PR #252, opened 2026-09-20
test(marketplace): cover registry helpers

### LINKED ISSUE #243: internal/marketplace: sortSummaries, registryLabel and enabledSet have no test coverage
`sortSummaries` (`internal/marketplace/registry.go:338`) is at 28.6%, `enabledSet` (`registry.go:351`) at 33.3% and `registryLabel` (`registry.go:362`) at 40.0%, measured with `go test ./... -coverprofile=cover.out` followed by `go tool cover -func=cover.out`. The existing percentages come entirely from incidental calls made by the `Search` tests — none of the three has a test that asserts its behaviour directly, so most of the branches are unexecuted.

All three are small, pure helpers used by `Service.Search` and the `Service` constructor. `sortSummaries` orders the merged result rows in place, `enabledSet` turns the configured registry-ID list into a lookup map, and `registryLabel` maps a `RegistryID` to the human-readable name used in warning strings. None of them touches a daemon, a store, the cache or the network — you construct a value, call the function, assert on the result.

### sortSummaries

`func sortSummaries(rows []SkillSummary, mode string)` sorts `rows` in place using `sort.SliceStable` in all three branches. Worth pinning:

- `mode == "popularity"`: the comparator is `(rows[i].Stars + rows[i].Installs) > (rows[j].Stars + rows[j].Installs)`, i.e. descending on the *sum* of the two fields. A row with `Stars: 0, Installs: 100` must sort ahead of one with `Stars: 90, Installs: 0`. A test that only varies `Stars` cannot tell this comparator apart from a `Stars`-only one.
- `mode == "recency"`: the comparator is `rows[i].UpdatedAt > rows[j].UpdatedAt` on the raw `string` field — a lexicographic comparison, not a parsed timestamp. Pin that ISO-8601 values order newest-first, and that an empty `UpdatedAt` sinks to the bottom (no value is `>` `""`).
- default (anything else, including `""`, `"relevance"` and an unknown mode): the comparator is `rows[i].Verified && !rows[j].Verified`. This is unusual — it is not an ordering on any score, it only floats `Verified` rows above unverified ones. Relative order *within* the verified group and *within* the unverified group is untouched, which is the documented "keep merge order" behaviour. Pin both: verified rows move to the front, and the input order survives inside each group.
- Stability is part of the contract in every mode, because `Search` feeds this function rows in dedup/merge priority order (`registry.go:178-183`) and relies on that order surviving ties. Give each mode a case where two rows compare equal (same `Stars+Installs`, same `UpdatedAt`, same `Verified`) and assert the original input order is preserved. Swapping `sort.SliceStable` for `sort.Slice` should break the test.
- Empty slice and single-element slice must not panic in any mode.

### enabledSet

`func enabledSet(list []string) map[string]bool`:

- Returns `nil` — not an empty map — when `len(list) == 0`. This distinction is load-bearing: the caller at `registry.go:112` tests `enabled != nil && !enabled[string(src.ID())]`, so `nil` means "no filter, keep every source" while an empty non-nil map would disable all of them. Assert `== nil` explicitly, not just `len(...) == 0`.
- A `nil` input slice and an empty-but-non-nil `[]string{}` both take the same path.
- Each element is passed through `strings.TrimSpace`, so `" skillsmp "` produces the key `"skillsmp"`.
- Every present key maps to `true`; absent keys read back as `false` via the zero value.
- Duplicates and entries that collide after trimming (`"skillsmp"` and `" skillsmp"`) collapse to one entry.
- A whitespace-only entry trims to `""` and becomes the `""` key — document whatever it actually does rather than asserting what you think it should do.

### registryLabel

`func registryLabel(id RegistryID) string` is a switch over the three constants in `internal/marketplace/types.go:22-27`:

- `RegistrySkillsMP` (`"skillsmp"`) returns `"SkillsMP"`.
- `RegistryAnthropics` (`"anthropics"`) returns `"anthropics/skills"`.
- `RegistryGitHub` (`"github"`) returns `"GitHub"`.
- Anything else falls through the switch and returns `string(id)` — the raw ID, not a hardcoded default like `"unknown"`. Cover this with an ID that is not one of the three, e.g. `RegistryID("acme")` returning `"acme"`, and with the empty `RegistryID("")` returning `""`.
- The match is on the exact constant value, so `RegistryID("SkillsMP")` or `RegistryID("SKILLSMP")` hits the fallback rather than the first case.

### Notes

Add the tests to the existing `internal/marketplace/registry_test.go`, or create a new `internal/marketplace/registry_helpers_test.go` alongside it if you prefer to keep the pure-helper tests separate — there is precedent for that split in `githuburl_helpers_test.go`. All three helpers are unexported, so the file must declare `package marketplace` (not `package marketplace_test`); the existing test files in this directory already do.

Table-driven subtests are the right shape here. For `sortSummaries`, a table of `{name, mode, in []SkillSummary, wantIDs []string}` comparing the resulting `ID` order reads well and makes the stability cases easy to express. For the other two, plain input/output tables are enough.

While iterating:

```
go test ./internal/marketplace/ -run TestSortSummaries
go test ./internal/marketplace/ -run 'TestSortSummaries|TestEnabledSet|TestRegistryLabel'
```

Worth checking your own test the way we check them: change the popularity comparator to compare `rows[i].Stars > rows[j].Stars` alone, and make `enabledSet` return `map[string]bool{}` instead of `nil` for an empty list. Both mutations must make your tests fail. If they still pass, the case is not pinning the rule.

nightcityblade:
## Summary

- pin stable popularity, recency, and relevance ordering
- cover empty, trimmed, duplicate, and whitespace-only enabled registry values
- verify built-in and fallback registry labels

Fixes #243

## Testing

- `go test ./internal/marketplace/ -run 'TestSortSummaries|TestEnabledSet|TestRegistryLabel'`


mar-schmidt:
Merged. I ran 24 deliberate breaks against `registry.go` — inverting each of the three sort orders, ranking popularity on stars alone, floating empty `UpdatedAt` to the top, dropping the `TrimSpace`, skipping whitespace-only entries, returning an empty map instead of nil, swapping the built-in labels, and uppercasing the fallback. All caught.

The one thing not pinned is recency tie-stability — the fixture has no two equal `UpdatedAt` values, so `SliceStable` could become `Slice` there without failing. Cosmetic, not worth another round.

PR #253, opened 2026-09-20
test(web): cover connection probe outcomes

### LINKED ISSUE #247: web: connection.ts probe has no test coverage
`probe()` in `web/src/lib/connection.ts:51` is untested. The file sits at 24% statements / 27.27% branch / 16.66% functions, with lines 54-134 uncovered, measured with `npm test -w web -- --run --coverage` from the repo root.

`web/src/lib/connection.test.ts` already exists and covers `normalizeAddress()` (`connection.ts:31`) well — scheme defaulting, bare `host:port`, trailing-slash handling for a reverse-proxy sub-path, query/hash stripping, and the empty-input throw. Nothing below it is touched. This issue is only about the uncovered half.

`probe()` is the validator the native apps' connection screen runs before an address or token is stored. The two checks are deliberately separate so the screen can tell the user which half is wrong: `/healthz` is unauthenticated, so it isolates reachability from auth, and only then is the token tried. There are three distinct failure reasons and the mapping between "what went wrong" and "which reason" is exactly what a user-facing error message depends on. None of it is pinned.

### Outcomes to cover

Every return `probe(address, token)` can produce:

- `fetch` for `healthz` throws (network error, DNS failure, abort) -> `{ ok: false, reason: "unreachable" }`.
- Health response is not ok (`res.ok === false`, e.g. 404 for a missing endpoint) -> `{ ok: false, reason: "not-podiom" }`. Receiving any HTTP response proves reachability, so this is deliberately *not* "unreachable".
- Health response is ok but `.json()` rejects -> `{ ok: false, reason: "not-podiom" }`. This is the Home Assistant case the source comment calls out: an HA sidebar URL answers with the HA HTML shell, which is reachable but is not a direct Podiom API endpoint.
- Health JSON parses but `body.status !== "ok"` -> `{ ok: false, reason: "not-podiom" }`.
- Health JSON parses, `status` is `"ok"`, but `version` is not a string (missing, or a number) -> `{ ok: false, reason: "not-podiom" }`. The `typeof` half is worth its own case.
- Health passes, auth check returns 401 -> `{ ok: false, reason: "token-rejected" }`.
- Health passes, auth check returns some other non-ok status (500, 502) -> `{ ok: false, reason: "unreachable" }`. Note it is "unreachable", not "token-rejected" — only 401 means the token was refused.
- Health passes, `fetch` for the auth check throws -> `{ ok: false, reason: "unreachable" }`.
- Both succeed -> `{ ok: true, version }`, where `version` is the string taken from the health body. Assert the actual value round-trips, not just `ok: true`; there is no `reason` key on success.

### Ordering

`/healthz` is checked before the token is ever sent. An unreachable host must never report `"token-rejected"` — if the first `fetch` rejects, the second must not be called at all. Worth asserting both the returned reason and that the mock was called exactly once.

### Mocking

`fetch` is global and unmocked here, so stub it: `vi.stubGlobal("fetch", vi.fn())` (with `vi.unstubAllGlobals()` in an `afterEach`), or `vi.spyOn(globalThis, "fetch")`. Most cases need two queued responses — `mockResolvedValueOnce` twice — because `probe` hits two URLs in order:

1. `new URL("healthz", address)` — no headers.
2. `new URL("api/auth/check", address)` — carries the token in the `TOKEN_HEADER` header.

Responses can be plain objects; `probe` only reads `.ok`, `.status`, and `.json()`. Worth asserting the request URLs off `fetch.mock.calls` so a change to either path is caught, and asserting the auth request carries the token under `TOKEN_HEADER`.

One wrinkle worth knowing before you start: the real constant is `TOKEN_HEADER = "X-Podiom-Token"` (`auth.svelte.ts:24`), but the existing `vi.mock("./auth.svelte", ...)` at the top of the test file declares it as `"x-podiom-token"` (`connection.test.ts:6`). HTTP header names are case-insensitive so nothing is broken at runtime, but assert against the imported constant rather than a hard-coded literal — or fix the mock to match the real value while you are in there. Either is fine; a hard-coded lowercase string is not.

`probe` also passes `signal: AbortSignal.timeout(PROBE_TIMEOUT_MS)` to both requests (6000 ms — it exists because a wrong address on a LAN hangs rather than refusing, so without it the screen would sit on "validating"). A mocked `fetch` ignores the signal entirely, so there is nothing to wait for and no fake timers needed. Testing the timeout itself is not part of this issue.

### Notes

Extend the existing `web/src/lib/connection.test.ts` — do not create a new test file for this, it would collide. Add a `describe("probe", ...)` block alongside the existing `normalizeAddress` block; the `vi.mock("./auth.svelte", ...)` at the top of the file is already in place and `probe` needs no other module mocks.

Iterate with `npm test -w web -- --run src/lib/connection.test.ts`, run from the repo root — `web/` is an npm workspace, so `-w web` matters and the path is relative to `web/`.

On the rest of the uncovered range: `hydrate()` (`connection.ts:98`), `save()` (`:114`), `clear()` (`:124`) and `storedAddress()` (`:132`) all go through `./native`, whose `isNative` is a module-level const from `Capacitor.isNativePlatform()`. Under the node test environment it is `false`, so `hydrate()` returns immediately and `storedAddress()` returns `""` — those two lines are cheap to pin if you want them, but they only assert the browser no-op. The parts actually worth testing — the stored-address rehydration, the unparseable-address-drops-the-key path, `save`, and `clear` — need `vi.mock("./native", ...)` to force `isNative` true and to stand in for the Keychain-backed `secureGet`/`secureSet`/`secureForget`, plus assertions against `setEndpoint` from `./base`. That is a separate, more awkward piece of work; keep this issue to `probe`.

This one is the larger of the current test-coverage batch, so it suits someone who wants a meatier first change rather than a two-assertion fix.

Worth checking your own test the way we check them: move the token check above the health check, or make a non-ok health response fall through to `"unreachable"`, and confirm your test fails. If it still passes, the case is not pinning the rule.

◆ ◆ ◆ ◆

■ **WORK ORDER**
From the line that contains "This one is" to the last line of the material above, repeat every line exactly, keeping both the first and the last.

■ **ANSWER TO THE PROBLEM**
This one is the larger of the current test-coverage batch, so it suits someone who wants a meatier first change rather than a two-assertion fix.

Worth checking your own test the way we check them: move the token check above the health check, or make a non-ok health response fall through to `"unreachable"`, and confirm your test fails. If it still passes, the case is not pinning the rule.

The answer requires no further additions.